When a line of the entries contains the word "missing", report that line.
= Beginning of Section =
PR #1504, opened 2022-04-14
Per tenant config + pitr

lubennikovaav:
New version of @knizhnik PR #1332 

This PR implements per-tenant config and also adds new `pitr_interval` parameter.
Maybe it's worth to split pitr part into a separate commit, as there were some questions about the proper implementation of pitr.

TenantConf is still stored as a part of the global PageserverConf, but one can also pass per-tenant conf parameters when tenant is created or using newAPI or  `zenith tenant config` CLI command.
This custom TenantConfOpt is stored in LayeredRepository struct.  
To get the parameter value, check TenantConfOpt, if it is not set, use value from global config.

When updated, tenant conf is saved to the tenant's directory, to recover it on pageserver restart.

To support tenant migraiton, this config must be stored in the console along with other tenant information. @ololobus, FYI

### DIFF
--- a/control_plane/src/storage.rs
+++ b/control_plane/src/storage.rs
@@ -1,3 +1,4 @@
+use std::collections::HashMap;
 use std::io::Write;
 use std::net::TcpStream;
 use std::path::PathBuf;
@@ -9,7 +10,7 @@ use anyhow::{bail, Context};
 use nix::errno::Errno;
 use nix::sys::signal::{kill, Signal};
 use nix::unistd::Pid;
-use pageserver::http::models::{TenantCreateRequest, TimelineCreateRequest};
+use pageserver::http::models::{TenantConfigRequest, TenantCreateRequest, TimelineCreateRequest};
 use pageserver::timelines::TimelineInfo;
 use postgres::{Config, NoTls};
 use reqwest::blocking::{Client, RequestBuilder, Response};
@@ -344,10 +345,32 @@ impl PageServerNode {
     pub fn tenant_create(
         &self,
         new_tenant_id: Option<ZTenantId>,
+        settings: HashMap<&str, &str>,
     ) -> anyhow::Result<Option<ZTenantId>> {
         let tenant_id_string = self
             .http_request(Method::POST, format!("{}/tenant", self.http_base_url))
-            .json(&TenantCreateRequest { new_tenant_id })
+            .json(&TenantCreateRequest {
+                new_tenant_id,
+                checkpoint_distance: settings
+                    .get("checkpoint_distance")
+                    .map(|x| x.parse::<u64>())
+                    .transpose()?,
+                compaction_target_size: settings
+                    .get("compaction_target_size")
+                    .map(|x| x.parse::<u64>())
+                    .transpose()?,
+                compaction_period: settings.get("compaction_period").map(|x| x.to_string()),
+                compaction_threshold: settings
+                    .get("compaction_threshold")
+                    .map(|x| x.parse::<usize>())
+                    .transpose()?,
+                gc_horizon: settings
+                    .get("gc_horizon")
+                    .map(|x| x.parse::<u64>())
+                    .transpose()?,
+                gc_period: settings.get("gc_period").map(|x| x.to_string()),
+                pitr_interval: settings.get("pitr_interval").map(|x| x.to_string()),
+            })
             .send()?
             .error_from_body()?
             .json::<Option<String>>()?;
@@ -362,6 +385,32 @@ impl PageServerNode {
                 })
             })
             .transpose()
+    }
+
+    pub fn tenant_config(&self, tenant_id: ZTenantId, settings: HashMap<&str, &str>) -> Result<()> {
+        self.http_request(Method::PUT, format!("{}/tenant/config", self.http_base_url))
+            .json(&TenantConfigRequest {
+                tenant_id,
+                checkpoint_distance: settings
+                    .get("checkpoint_distance")
+                    .map(|x| x.parse::<u64>().unwrap()),
+                compaction_target_size: settings
+                    .get("compaction_target_size")
+                    .map(|x| x.parse::<u64>().unwrap()),
+                compaction_period: settings.get("compaction_period").map(|x| x.to_string()),
+                compaction_threshold: settings
+                    .get("compaction_threshold")
+                    .map(|x| x.parse::<usize>().unwrap()),
+                gc_horizon: settings
+                    .get("gc_horizon")
+                    .map(|x| x.parse::<u64>().unwrap()),
+                gc_period: settings.get("gc_period").map(|x| x.to_string()),
+                pitr_interval: settings.get("pitr_interval").map(|x| x.to_string()),
+            })
+            .send()?
+            .error_from_body()?;
+
+        Ok(())
     }
 
     pub fn timeline_list(&self, tenant_id: &ZTenantId) -> anyhow::Result<Vec<TimelineInfo>> {
--- a/pageserver/src/bin/pageserver.rs
+++ b/pageserver/src/bin/pageserver.rs
@@ -246,11 +246,12 @@ fn start_pageserver(conf: &'static PageServerConf, daemonize: bool) -> Result<()
 
     for (tenant_id, local_timeline_init_statuses) in local_timeline_init_statuses {
         // initialize local tenant
-        let repo = tenant_mgr::load_local_repo(conf, tenant_id, &remote_index);
+        let repo = tenant_mgr::load_local_repo(conf, tenant_id, &remote_index)
+            .with_context(|| format!("Failed to load repo for tenant {}", tenant_id))?;
         for (timeline_id, init_status) in local_timeline_init_statuses {
             match init_status {
                 remote_storage::LocalTimelineInitStatus::LocallyComplete => {
-                    debug!("timeline {} for tenant {} is locally complete, registering it in repository", tenant_id, timeline_id);
+                    debug!("timeline {} for tenant {} is locally complete, registering it in repository", timeline_id, tenant_id);
                     // Lets fail here loudly to be on the safe side.
                     // XXX: It may be a better api to actually distinguish between repository startup
                     //   and processing of newly downloaded timelines.
--- a/pageserver/src/config.rs
+++ b/pageserver/src/config.rs
@@ -5,6 +5,12 @@
 //! See also `settings.md` for better description on every parameter.
 
 use anyhow::{bail, ensure, Context, Result};
+use std::convert::TryInto;
+use std::env;
+use std::num::{NonZeroU32, NonZeroUsize};
+use std::path::{Path, PathBuf};
+use std::str::FromStr;
+use std::time::Duration;
 use toml_edit;
 use toml_edit::{Document, Item};
 use utils::{
@@ -12,37 +18,17 @@ use utils::{
     zid::{ZNodeId, ZTenantId, ZTimelineId},
 };
 
-use std::convert::TryInto;
-use std::env;
-use std::num::{NonZeroU32, NonZeroUsize};
-use std::path::{Path, PathBuf};
-use std::str::FromStr;
-use std::time::Duration;
-
 use crate::layered_repository::TIMELINES_SEGMENT_NAME;
+use crate::tenant_config::{TenantConf, TenantConfOpt};
 
 pub mod defaults {
+    use crate::tenant_config::defaults::*;
     use const_format::formatcp;
 
     pub const DEFAULT_PG_LISTEN_PORT: u16 = 64000;
     pub const DEFAULT_PG_LISTEN_ADDR: &str = formatcp!("127.0.0.1:{DEFAULT_PG_LISTEN_PORT}");
     pub const DEFAULT_HTTP_LISTEN_PORT: u16 = 9898;
     pub const DEFAULT_HTTP_LISTEN_ADDR: &str = formatcp!("127.0.0.1:{DEFAULT_HTTP_LISTEN_PORT}");
-
-    // FIXME: This current value is very low. I would imagine something like 1 GB or 10 GB
-    // would be more appropriate. But a low value forces the code to be exercised more,
-    // which is good for now to trigger bugs.
-    // This parameter actually determines L0 layer file size.
-    pub const DEFAULT_CHECKPOINT_DISTANCE: u64 = 256 * 1024 * 1024;
-
-    // Target file size, when creating image and delta layers.
-    // This parameter determines L1 layer file size.
-    pub const DEFAULT_COMPACTION_TARGET_SIZE: u64 = 128 * 1024 * 1024;
-    pub const DEFAULT_COMPACTION_PERIOD: &str = "1 s";
-    pub const DEFAULT_COMPACTION_THRESHOLD: usize = 10;
-
-    pub const DEFAULT_GC_HORIZON: u64 = 64 * 1024 * 1024;
-    pub const DEFAULT_GC_PERIOD: &str = "100 s";
 
     pub const DEFAULT_WAIT_LSN_TIMEOUT: &str = "60 s";
     pub const DEFAULT_WAL_REDO_TIMEOUT: &str = "60 s";
@@ -64,14 +50,6 @@ pub mod defaults {
 #listen_pg_addr = '{DEFAULT_PG_LISTEN_ADDR}'
 #listen_http_addr = '{DEFAULT_HTTP_LISTEN_ADDR}'
 
-#checkpoint_distance = {DEFAULT_CHECKPOINT_DISTANCE} # in bytes
-#compaction_target_size = {DEFAULT_COMPACTION_TARGET_SIZE} # in bytes
-#compaction_period = '{DEFAULT_COMPACTION_PERIOD}'
-#compaction_threshold = '{DEFAULT_COMPACTION_THRESHOLD}'
-
-#gc_period = '{DEFAULT_GC_PERIOD}'
-#gc_horizon = {DEFAULT_GC_HORIZON}
-
 #wait_lsn_timeout = '{DEFAULT_WAIT_LSN_TIMEOUT}'
 #wal_redo_timeout = '{DEFAULT_WAL_REDO_TIMEOUT}'
 
@@ -79,6 +57,16 @@ pub mod defaults {
 
 # initial superuser role name to use when creating a new tenant
 #initial_superuser_name = '{DEFAULT_SUPERUSER}'
+
+# [tenant_config]
+#checkpoint_distance = {DEFAULT_CHECKPOINT_DISTANCE} # in bytes
+#compaction_target_size = {DEFAULT_COMPACTION_TARGET_SIZE} # in bytes
+#compaction_period = '{DEFAULT_COMPACTION_PERIOD}'
+#compaction_threshold = '{DEFAULT_COMPACTION_THRESHOLD}'
+
+#gc_period = '{DEFAULT_GC_PERIOD}'
+#gc_horizon = {DEFAULT_GC_HORIZON}
+#pitr_interval = '{DEFAULT_PITR_INTERVAL}'
 
 # [remote_storage]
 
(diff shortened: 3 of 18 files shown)


ololobus:
@alubennikova does pageserver have an API endpoint to get / put this per-tenant config? Without it it will will be impossible to mange it from the console, we don't use ssh anymore

Also I wonder should the PITR config be per-timeline instead? It seems to be dependent on amount of WAL we keep and it's stored per-timeline, isn't it?

knizhnik:
> @alubennikova does pageserver have an API endpoint to get / put this per-tenant config? Without it it will be impossible to mange it from the console, we don't use ssh anymore
> 

Right now tenant configuration is specified by console when tenant is created.
It is possible to add API to change it on the fly but it has not yet be done.
Also in this  case we have to propagate this changes to all active threads (GC, compactor,...)

> Also I wonder should the PITR config be per-timeline instead? It seems to be dependent on amount of WAL we keep and it's stored per-timeline, isn't it?

No, it is stored per tenant.
IMHO there is no sense to have it per timeline, but I may be wrong.
Why do we need per-tenant config?
Because we expect that we will have have some VIP customers for we we can adjust page server parameters.
But I do not see reasons to do it per timeline.
Also please notice that GC and compactor threads are handling all tenants timeline.

lubennikovaav:
> > @alubennikova does pageserver have an API endpoint to get / put this per-tenant config? Without it it will be impossible to mange it from the console, we don't use ssh anymore
> 
> Right now tenant configuration is specified by console when tenant is created. It is possible to add API to change it on the fly but it has not yet be done.

@ololobus 
I've implemented put API: `put("/v1/tenant", tenant_config_handler)`

Now I think that is probably should be
`put("/v1/tenant/:tenant_id/config", tenant_config_handler)
get("/v1/tenant/:tenant_id/config", tenant_config_handler)`

Please, review `openapi_spec.yml` and `routes.rs` changes

>  Also in this case we have to propagate this changes to all active threads (GC, compactor,...)
@knizhnik 
timeline's TenantConf is stored as an Arc to the repo's TenantConf. So when it is changed, all threads should see the change.
If I wrote it right, it should work) Please review the code.

ololobus (commented):
> Now I think that is probably should be
>
> put("/v1/tenant/:tenant_id/config", tenant_config_handler)
> get("/v1/tenant/:tenant_id/config", tenant_config_get_handler)

I think that how you did is fine. IMO, it's a bit inconvenient to pass key (tenant_id) inside body instead of path argument, but I don't see any problems with it.

About get, I don't think we really need it now. It seems that we only need to pass some default config on creation and maybe update it later. So post + put should be enough.

knizhnik (commented):
Originally TenantConf was copied and requires no synchronization on access.
Now it is changed to Arc<RwLock<...>>.
It allows to update configuration online, without restarting threads.
But there are some drawbacks:
1. Synchronization overhead
2. If parameter value is storedin some local variable, then changing configuration will nottake effect
3. Possibility of hangout and even deadlocks.

So may be online update of configuration is really important.
But in this case this three items has to be carefully checked.
I have not noticed places where config is accessed so frequently that is can become a bottleneck. Also I have not noticed placed where config value is cached in some local variable.
But concerning 3, there are placed like
```
std::thread::sleep(tenant_conf.compaction_period);
```
Please notice that here we sleep with RwLock locked. Ansd any attempt to update confiuration will be blocked on this lock.

lubennikovaav:
> But concerning 3, there are placed like
> 
> ```
> std::thread::sleep(tenant_conf.compaction_period);
> ```
> 
> Please notice that here we sleep with RwLock locked. Ansd any attempt to update confiuration will be blocked on this lock.

I don't think, that we sleep with RwLock, it is released as soon, as we exit `get_tenant_conf()`.
I've tested configuration update and it works fine (set compaction_period=100, update it to some smaller value while the thread sleeps, check the config file - the new value is there).
The change itself will be applied on the next wake of the loop. I think it is expected behavior.

lubennikovaav:
@LizardWizzard, @SomeoneToIgnore 
please, take a look at this PR. I need some help to connect it with tenant relocation.
AFAIK, you are refactoring it right now, so I disabled tenant config loading in the latest commit to avoid `test_tenant_relocation` failures. It means that tenant-specific config now doesn't survive relocation. 

I'd like to merge this PR anyway and fix it later, when we will have full support of the tenant relocation elsewhere.
What do you think?

pageserver/src/http/openapi_spec.yml
```diff
@@ -328,19 +328,10 @@ paths:
...
       responses:
-        "201":
-          description: New tenant created successfully
-          content:
-            application/json:
-              schema:
-                type: string
-                format: hex
+        "200":
+          description: Config applied
```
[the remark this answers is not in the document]
lubennikovaav: Thank you, it was a copy-paste mistake. Fixed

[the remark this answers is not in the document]
ololobus: Also we should put this updated spec into https://github.com/neondatabase/cloud/blob/main/spec/pageserver.yml, run `make generate-all` and open a PR to check that everything works well after all these changes

knizhnik:
> 

I see, it is copied...
Sorry for false alarm.

knizhnik (approved):

pageserver/src/layered_repository.rs
```diff
@@ -572,6 +597,70 @@ impl LayeredRepository {
...
+        Ok(tenant_conf)
+    }
+
+    pub fn persist_tenant_config(
+        conf: &'static PageServerConf,
+        tenantid: ZTenantId,
+        tenant_conf: TenantConfOpt,
+    ) -> anyhow::Result<()> {
+        let _enter = info_span!("saving tenantconf").entered();
+        let target_config_path = TenantConf::tenantconf_path(conf, tenantid);
```
LizardWizzard, line 643: nit: probably `tenantconf_path` can be just `path(...)` for simplicity if called like that

pageserver/src/layered_repository.rs
```diff
@@ -1894,8 +2019,27 @@ impl LayeredTimeline {
...
-
-            // 2. Is it needed by a child branch?
+            // 2. It is newer than PiTR interval?
+            // We use modification time of layer file to estimate update time.
+            // This estimation is not quite precise but maintaining LSN->timestamp map seems to be overkill.
+            // It is not expected that users will need high precision here. And this estimation
+            // is conservative: modification time of file is always newer than actual time of version
+            // creation. So it is safe for users.
+            //
+            if let Ok(metadata) = fs::metadata(&l.filename()) {
```
LizardWizzard, line 2029: A possible "bloat" issue still persists here. It can arise from modification time change because of layer upload/download. If we are not solving it now let's mention it in a comment with reasoning or create separate issue for a needed fix.

pageserver/src/layered_repository.rs
```diff
@@ -2232,7 +2376,8 @@ pub mod tests {
             }
 
             let cutoff = tline.get_last_record_lsn();
-            tline.update_gc_info(Vec::new(), cutoff);
+
+            tline.update_gc_info(Vec::new(), cutoff, Duration::ZERO);
```
LizardWizzard, line 2380: `Vec::new()` -> `vec![]`

pageserver/src/page_service.rs
```diff
@@ -672,6 +673,39 @@ impl postgres_backend::Handler for PageServerHandler {
                 }
             }
             pgb.write_message_noflush(&BeMessage::CommandComplete(b"SELECT 1"))?;
+        } else if query_string.starts_with("show ") {
```
LizardWizzard, line 676: Do we really need it? What is the use case? It is already available through http api

pageserver/src/layered_repository.rs
```diff
@@ -572,6 +597,70 @@ impl LayeredRepository {
...
+    pub fn persist_tenant_config(
+        conf: &'static PageServerConf,
+        tenantid: ZTenantId,
+        tenant_conf: TenantConfOpt,
+    ) -> anyhow::Result<()> {
+        let _enter = info_span!("saving tenantconf").entered();
+        let target_config_path = TenantConf::tenantconf_path(conf, tenantid);
+        info!("save tenantconf to {}", target_config_path.display());
+
+        let mut conf_content = r#"# This file conatais a specific per-tenant's config.
```
SomeoneToIgnore, line 646: > 
```suggestion
        let mut conf_content = r#"# This file contains a specific per-tenant's config.
```

pageserver/src/tenant_config.rs
```diff
@@ -0,0 +1,174 @@
...
+    pub compaction_target_size: Option<u64>,
+    pub compaction_period: Option<Duration>,
+    pub compaction_threshold: Option<usize>,
+    pub gc_horizon: Option<u64>,
+    pub gc_period: Option<Duration>,
+    pub pitr_interval: Option<Duration>,
+}
+
+impl TenantConfOpt {
+    pub fn default() -> Self {
```
LizardWizzard, line 69: Please use `derive(Default)` or `impl Default for TenantConfOpt`

pageserver/src/layered_repository.rs
```diff
@@ -465,6 +472,20 @@ impl From<LayeredTimelineEntry> for RepositoryTimeline<LayeredTimeline> {
 
 /// Private functions
 impl LayeredRepository {
+    pub fn get_tenant_conf(&self) -> TenantConf {
```
LizardWizzard, line 475: IMO using getters instead of merging configs every time we need them is a bit cleaner. E g in the compaction thread we're using only `compaction_period`

pageserver/src/layered_repository.rs
```diff
@@ -968,12 +1064,34 @@ impl Timeline for LayeredTimeline {
...
+        tenant_conf
+            .checkpoint_distance
+            .unwrap_or(self.conf.default_tenant_conf.checkpoint_distance)
+    }
+
+    fn get_compaction_target_size(&self) -> u64 {
+        let tenant_conf = self.tenant_conf.read().unwrap();
+        tenant_conf
+            .compaction_target_size
+            .unwrap_or(self.conf.default_tenant_conf.compaction_target_size)
```
SomeoneToIgnore, line 1078: > .unwrap_or

I see that `TenantConfOpt` is used in the layered repository only, and then its values are either used (if present), or defaults are used instead.
That all feels a bit odd, cannot we merge those values once during the init? 

We sure still need the `TenantConfOpt` to parse things from requests/configs, but why do we store it, not the `TenantConf`?

pageserver/src/tenant_config.rs
```diff
@@ -0,0 +1,174 @@
...
+        }
+        if let Some(gc_period) = other.gc_period {
+            self.gc_period = Some(gc_period);
+        }
+        if let Some(pitr_interval) = other.pitr_interval {
+            self.pitr_interval = Some(pitr_interval);
+        }
+    }
+
+    pub fn from_tenant_conf(tenant_conf: TenantConf) -> Self {
```
LizardWizzard, line 125: can be `impl From`. Also I see that it is used only in tests, so maybe makes sense to move it to tests module as a separate helper

pageserver/src/tenant_mgr.rs
```diff
@@ -75,9 +76,13 @@ pub fn load_local_repo(
         // Set up a WAL redo manager, for applying WAL records.
         let walredo_mgr = PostgresRedoManager::new(conf, tenant_id);
 
+        // Load config file
+        let tenant_conf = LayeredRepository::load_tenant_config(conf, tenant_id).unwrap();
```
LizardWizzard, line 80: Lets use a result here instead of a panic. Because this function is used in `apply_timeline_sync_status_updates` so if it panics this will affect other tenants

pageserver/src/tenant_config.rs
```diff
@@ -0,0 +1,174 @@
...
+    pub compaction_period: Duration,
+    // Level0 delta layer threshold for compaction.
+    pub compaction_threshold: usize,
+    pub gc_horizon: u64,
+    pub gc_period: Duration,
+    pub pitr_interval: Duration,
+}
+
+#[derive(Debug, Clone, Copy, PartialEq, Eq, Serialize, Deserialize)]
+pub struct TenantConfOpt {
```
LizardWizzard, line 58: nit: naming suggestion: `TenantConfOverrides` this way it'll indicate that here we override global config

test_runner/batch_others/test_tenant_conf.py
```diff
@@ -0,0 +1,32 @@
+from contextlib import closing
+
+import pytest
+
+from fixtures.zenith_fixtures import ZenithEnvBuilder
+
+
+def test_tenant_config(zenith_env_builder: ZenithEnvBuilder):
```
SomeoneToIgnore, line 8: I propose to test the config update here too.
Would be amazing to update it to something ridiculous and then try to run some operation to see if the config change had influenced that, but getting the value is also ok, I guess.

control_plane/src/storage.rs
```diff
@@ -341,11 +342,29 @@ impl PageServerNode {
 
     pub fn tenant_create(
         &self,
-        new_tenant_id: Option<ZTenantId>,
+        tenant_id: Option<ZTenantId>,
+        settings: HashMap<&str, &str>,
```
SomeoneToIgnore, line 346: Up to you, but I'd rather had some method to parse the strings into `TenantConfOpt` (maybe put the toml parsing into that module too and add some unit tests for both?) and pass it around, not some odd map.

SomeoneToIgnore (commented):
I don't have a solid perspective on tenant relocation, so it looks ok to me to do what you've proposed, but maybe @LizardWizzard has better ideas.

Might it be simpler to use a default config for every tenant by default, if nothing provided?

LizardWizzard (commented):
+1 for fixing tenant relocation tests separately. I have an idea on how to do that without too much code changes

SomeoneToIgnore:
Also feels like we could use more unit tests on parsing at least.

pageserver/src/layered_repository.rs
LizardWizzard: This is my subjective opinion :) Feel free to leave as is

pageserver/src/layered_repository.rs
lubennikovaav: I agree that it looks strange, but this implementation allows us to preserve information about what tenant-specific settings are set. `persist_tenant_conf()` only saves overridden parameters for the same reason.
This is necessary allow global config updates.
I.e. we want to update `gc_horizon` in PageServerConf for all tenants that do not use custom values.
Not sure, if this scenario will be used very often, because it requires a pageserver restart, but technically it is possible.

pageserver/src/config.rs
```diff
@@ -355,6 +269,8 @@ impl PageServerConfigBuilder {
                 .remote_storage_config
                 .ok_or(anyhow::anyhow!("missing remote_storage_config"))?,
             id: self.id.ok_or(anyhow::anyhow!("missing id"))?,
+            // TenantConf is handled separately
```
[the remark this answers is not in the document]
lubennikovaav: TBH, I was trying to avoid using this Builder machinery. 
All TenantConf options have default values, so it's totally fine if some of them are absent.

pageserver/src/layered_repository.rs
```diff
@@ -572,6 +597,70 @@ impl LayeredRepository {
...
+            return Ok(TenantConfOpt::default());
+        }
+
+        // load and parse file
+        let config = fs::read_to_string(target_config_path)?;
+
+        let toml = config.parse::<toml_edit::Document>()?;
+
+        let mut tenant_conf = TenantConfOpt::default();
+        for (key, item) in toml.iter() {
```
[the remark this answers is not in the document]
lubennikovaav: I did it this way to unify this code with global config parsing.
Now we have `[tenant_config] ` table in both files.

pageserver/src/bin/pageserver.rs
```diff
@@ -246,7 +246,7 @@ fn start_pageserver(conf: &'static PageServerConf, daemonize: bool) -> Result<()
         for (timeline_id, init_status) in local_timeline_init_statuses {
             match init_status {
                 remote_storage::LocalTimelineInitStatus::LocallyComplete => {
-                    debug!("timeline {} for tenant {} is locally complete, registering it in repository", tenant_id, timeline_id);
+                    debug!("timeline {} for tenant {} is locally complete, registering it in repository", timeline_id, tenant_id);
```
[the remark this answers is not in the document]
lubennikovaav: Oh, cool. I didn't know that. I'll leave it as-is if you don't mind.
It's unrelated to the PR anyway, I just noticed a typo in the log.

ololobus:
Pageserver from this branch responds with 500 on create timeline request https://github.com/neondatabase/cloud/runs/6093559286?check_suite_focus=true#step:28:137

I think this is because I asked to rename `new_tenant_id` to just `tenant_id` %) Maybe keep both for backward compatibility for some time? Otherwise, all such breaking changes require to deploy both storage and console, but we are not ready to deploy new storage on prod, IIRC. So we can block releases

pageserver/src/config.rs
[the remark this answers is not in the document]
LizardWizzard: I'm ok with avoiding builder machinery for tenant conf, but l'm more about the tenant_conf field in pageserver config. Builder already used there so IMO better option is to handle this field the same way as the others

pageserver/src/http/routes.rs
```diff
@@ -306,6 +329,45 @@ async fn tenant_create_handler(mut request: Request<Body>) -> Result<Response<Bo
     })
 }
 
+async fn tenant_config_handler(mut request: Request<Body>) -> Result<Response<Body>, ApiError> {
+    // check for management permission
+    check_permission(&request, None)?;
```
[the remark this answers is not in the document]
lubennikovaav: Fixed

pageserver/src/config.rs
```diff
@@ -515,9 +426,38 @@ impl PageServerConf {
...
 
+        conf.default_tenant_conf = t_conf.merge(TenantConf::default());
+
         Ok(conf)
     }
 
+    // subroutine of parse_and_validate to parse `[tenant_conf]` section
+
+    pub fn parse_toml_tenant_conf(item: &toml_edit::Item) -> Result<TenantConfOpt> {
+        let mut t_conf = TenantConfOpt::default();
```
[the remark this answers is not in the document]
lubennikovaav: I think we need to keep TenantConfOpt, please see the discussion above:
https://github.com/neondatabase/neon/pull/1504#discussion_r854214360

I'll add some comment.

pageserver/src/layered_repository.rs
lubennikovaav: Agree. I'll implement getters.
Though, we still need get_tenant_conf() to implement show.

pageserver/src/layered_repository.rs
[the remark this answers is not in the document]
LizardWizzard: I'm was not familiar with toml crate api, I thought that types for table entries and plain values should be the same, but unfortunately, it is not true

pageserver/src/config.rs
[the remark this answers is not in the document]
LizardWizzard: Got it, makes sense

pageserver/src/page_service.rs
LizardWizzard: Hm, for some reason I thought that there is already a `get` endpoint for config. Personally, I'm leaning towards using http api as much as possible without duplicating functionality in postgres protocol. But if people find these helpers useful let's keep them

pageserver/src/layered_repository.rs
```diff
@@ -572,6 +597,70 @@ impl LayeredRepository {
...
+    /// Locate and load config
+    pub fn load_tenant_config(
+        conf: &'static PageServerConf,
+        tenantid: ZTenantId,
+    ) -> anyhow::Result<TenantConfOpt> {
+        let target_config_path = TenantConf::tenantconf_path(conf, tenantid);
+
+        info!("load tenantconf from {}", target_config_path.display());
+
+        // XXX If the config file is not found, assume that we're attaching
```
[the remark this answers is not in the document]
lubennikovaav: https://github.com/neondatabase/neon/issues/1555

lubennikovaav:
> Pageserver from this branch responds with 500 on create timeline request https://github.com/neondatabase/cloud/runs/6093559286?check_suite_focus=true#step:28:137
> 
> I think this is because I asked to rename `new_tenant_id` to just `tenant_id` %) Maybe keep both for backward compatibility for some time? Otherwise, all such breaking changes require to deploy both storage and console, but we are not ready to deploy new storage on prod, IIRC. So we can block releases

I just left old name in CreateTenant and introduced new endpoint /t1/tenant/config.
There's some code duplication, but it doesn't hurt. We can clean it up later.

pageserver/src/http/openapi_spec.yml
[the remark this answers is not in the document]
lubennikovaav: https://github.com/neondatabase/cloud/pull/1070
= End of Section =
**EXERCISE RESULT**.
                 .ok_or(anyhow::anyhow!("missing remote_storage_config"))?,
             id: self.id.ok_or(anyhow::anyhow!("missing id"))?,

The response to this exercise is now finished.